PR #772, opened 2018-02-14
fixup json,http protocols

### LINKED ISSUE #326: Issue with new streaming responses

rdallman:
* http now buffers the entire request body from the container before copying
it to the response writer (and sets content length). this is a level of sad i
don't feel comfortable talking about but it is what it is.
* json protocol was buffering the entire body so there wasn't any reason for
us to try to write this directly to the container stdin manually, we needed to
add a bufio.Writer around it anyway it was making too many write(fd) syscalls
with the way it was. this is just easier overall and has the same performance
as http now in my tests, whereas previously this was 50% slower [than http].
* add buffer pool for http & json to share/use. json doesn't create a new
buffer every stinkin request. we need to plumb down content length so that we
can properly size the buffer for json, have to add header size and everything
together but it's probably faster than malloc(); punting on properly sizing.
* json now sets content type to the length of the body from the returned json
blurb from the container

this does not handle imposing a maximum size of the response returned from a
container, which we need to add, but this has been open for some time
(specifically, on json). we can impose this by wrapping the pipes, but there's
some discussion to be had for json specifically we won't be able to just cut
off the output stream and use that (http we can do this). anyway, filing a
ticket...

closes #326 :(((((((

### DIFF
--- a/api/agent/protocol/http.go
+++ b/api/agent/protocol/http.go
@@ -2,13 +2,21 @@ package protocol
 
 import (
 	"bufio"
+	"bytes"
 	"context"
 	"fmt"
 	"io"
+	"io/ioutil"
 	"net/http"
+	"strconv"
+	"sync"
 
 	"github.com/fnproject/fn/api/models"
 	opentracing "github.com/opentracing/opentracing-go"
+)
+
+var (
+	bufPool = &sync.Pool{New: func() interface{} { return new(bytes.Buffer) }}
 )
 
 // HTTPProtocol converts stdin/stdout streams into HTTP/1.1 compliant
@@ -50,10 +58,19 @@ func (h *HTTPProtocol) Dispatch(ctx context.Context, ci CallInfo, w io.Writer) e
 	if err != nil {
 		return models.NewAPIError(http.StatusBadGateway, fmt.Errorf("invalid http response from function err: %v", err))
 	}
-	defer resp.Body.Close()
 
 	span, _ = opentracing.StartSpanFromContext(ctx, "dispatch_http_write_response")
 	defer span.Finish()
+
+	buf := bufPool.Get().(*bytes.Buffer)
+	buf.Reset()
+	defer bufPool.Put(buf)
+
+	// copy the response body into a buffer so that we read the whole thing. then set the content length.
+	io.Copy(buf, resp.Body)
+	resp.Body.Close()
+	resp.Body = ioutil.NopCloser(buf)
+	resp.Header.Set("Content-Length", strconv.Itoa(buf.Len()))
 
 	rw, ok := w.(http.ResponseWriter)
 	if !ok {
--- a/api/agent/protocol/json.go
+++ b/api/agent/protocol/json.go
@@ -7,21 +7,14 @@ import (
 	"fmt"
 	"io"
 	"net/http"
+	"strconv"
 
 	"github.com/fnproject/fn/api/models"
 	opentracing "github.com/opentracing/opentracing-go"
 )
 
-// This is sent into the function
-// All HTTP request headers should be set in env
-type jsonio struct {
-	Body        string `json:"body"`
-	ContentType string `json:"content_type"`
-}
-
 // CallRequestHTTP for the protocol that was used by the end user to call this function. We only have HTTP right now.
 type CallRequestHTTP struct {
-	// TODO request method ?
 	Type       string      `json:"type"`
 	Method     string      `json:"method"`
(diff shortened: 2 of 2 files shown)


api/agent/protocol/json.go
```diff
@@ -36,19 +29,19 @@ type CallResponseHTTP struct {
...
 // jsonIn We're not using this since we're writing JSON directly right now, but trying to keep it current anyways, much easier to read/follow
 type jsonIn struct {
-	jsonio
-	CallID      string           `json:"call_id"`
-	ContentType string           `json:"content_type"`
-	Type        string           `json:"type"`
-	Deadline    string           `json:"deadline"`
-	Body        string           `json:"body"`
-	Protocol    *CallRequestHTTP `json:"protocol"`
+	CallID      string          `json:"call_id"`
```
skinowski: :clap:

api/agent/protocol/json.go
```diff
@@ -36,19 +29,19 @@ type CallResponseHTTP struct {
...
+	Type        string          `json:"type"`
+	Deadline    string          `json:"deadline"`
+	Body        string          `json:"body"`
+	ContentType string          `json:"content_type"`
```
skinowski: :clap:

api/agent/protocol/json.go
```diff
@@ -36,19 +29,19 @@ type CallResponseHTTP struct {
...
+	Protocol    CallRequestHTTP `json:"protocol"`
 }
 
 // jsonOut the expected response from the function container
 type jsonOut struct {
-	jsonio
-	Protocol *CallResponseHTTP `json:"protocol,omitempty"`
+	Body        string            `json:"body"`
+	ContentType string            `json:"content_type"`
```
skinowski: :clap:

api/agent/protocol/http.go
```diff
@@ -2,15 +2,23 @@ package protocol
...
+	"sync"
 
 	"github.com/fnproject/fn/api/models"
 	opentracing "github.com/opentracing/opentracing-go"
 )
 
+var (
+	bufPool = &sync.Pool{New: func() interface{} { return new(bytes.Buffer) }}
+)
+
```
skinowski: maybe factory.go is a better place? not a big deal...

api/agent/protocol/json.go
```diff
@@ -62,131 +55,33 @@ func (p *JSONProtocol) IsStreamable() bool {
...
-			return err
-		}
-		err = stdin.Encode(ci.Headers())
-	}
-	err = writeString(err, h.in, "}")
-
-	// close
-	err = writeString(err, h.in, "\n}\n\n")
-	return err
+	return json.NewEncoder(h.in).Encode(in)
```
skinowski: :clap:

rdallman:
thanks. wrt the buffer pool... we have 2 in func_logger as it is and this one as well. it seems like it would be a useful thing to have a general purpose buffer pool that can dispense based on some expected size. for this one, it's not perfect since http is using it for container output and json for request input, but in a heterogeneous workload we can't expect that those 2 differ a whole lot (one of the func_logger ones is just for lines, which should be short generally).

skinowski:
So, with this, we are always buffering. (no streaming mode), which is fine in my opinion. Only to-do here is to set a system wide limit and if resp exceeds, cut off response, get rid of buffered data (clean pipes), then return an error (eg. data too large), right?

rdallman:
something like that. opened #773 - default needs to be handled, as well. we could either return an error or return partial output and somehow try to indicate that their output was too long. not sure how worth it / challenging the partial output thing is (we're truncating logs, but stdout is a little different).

-- What you will do --
Reproduce only the lines above, starting at the line with "blurb from the container" and ending at the line with "(specifically, on json).", exactly as written.

-- The completed task --
blurb from the container

this does not handle imposing a maximum size of the response returned from a
container, which we need to add, but this has been open for some time
(specifically, on json). we can impose this by wrapping the pipes, but there's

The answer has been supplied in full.